Question

In: Economics

Suresh Freemantle has owned and operated a trailer company for a number of years. He uses...

Suresh Freemantle has owned and operated a trailer company for a number of years. He uses the standard mark-up of 200 per cent used in this industry, to determining the selling price of the trailers. Lately, sales have faltered as the country faces a recession. Suresh heard that you have learned about a pricing formula based on the price elasticity of demand, which may be useful to determine the selling price for the trailers.

Required: (1) Provide a plausible explanation as to why Suresh would currently use cost-based pricing to determine the selling price of the trailers.

(2) Explain elasticity to Suresh in simple terms, giving one example of a high elasticity product and one of an inelastic product.

(3) Discuss two possible reasons why a product’s price elasticity of demand would change.

(4) Explain how changes in the economy affect prices. Give two examples from the current business environment in Nz in your explanation.

Solutions

Expert Solution

1) Plausible explanation as to why Suresh should use cost based pricing to determine the selling price of the trailers is that as demand is low, consumers are only willing to buy if they are able to afford the trailers. The cost based pricing will include direct and indirect costs of production plus the markup in order to generate a reasonable amount of profit. Using this mechanism Suresh will be able to give the break up of the costs he is charging and will also be able to justify the price in times of recession, so that more number of consumers will end up purchasing the trailers because of this transparency and lower price.

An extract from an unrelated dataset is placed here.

PR #464, opened 2025-11-12
Try to exclude fetools directory from Codecov report and update componenets

jeltz:
Including the `feutils` directory in the totals in the coverage report does not make too much sense since we only test the features relevant to `pg_tde`.

It is a bit tricky to test if a config change like this actually works but let's take stab at it.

This will lead to higher sales and profitability.

2) A product is defined as highly elastic whenever because of increase in price, its demand reduces, whenever the elasticity is more than one, it implies demand reduces more than the price increase, for example market for luxury goods, or vacations. If the tour cost reduces drastically, demand will increase more than the change in price.

In the case of an inelastic product on the other hand, if the price increases, the demand doesn't reduce drastically, people continue to buy products even at a higher price, for example essential commodities such as medicines, milk and eatables.

3) Two possible reasons that a product's price elasticity of demand would change could be because of availability of substitutes and number of uses. For example if only tea is available in a country, then even if the price increases, people will continue to consume tea, but if coffee emerges as an alternative, then people will start to replace tea with coffee, leading to fall in demand for tea.

Number of uses also plays an important role, If a person uses a telephone, then even if the price increases, the consumer will continue to buy a telephone because there is no other alternative and a telephone is required to serve business needs. But on the other hand, if a mobile phone emerges with several advantages, then price elasticity of demand for telephone will change as people will replace telephone with a mobile phone.

4) Changes in the economy in terms of demand and competition, leads to reduction in the price level, if the demand is low and there is high unemployment. Thus because of decline in demand the oil prices reduced drastically and it reduced the import bill of New Zealand. House prices have also fallen in New Zealand, because of lower demand, consumer confidence and people saving and hoarding more money.